(SUPPLIED DATA begins)

PR #1480, opened 2025-03-04
fix dev server not updating sk dev types

efstajas:
`.svelte-kit` dir, which includes dynamically created types for development (such as route params, page data types etc.) was being mounted in the dev container as an anonymous volume, causing it to not be written on the host. This means that types would never by updated during dev unless runing the dev server or svelte-kit sync on the host, outside of Docker.

This makes it so that the dev server running within Docker also updates the .svelte-kit dir on the host.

(SUPPLIED DATA ends)

BRIEF: The answer consists of every line above in which the word "that" occurs.

SOLUTION:
`.svelte-kit` dir, which includes dynamically created types for development (such as route params, page data types etc.) was being mounted in the dev container as an anonymous volume, causing it to not be written on the host. This means that types would never by updated during dev unless runing the dev server or svelte-kit sync on the host, outside of Docker.
This makes it so that the dev server running within Docker also updates the .svelte-kit dir on the host.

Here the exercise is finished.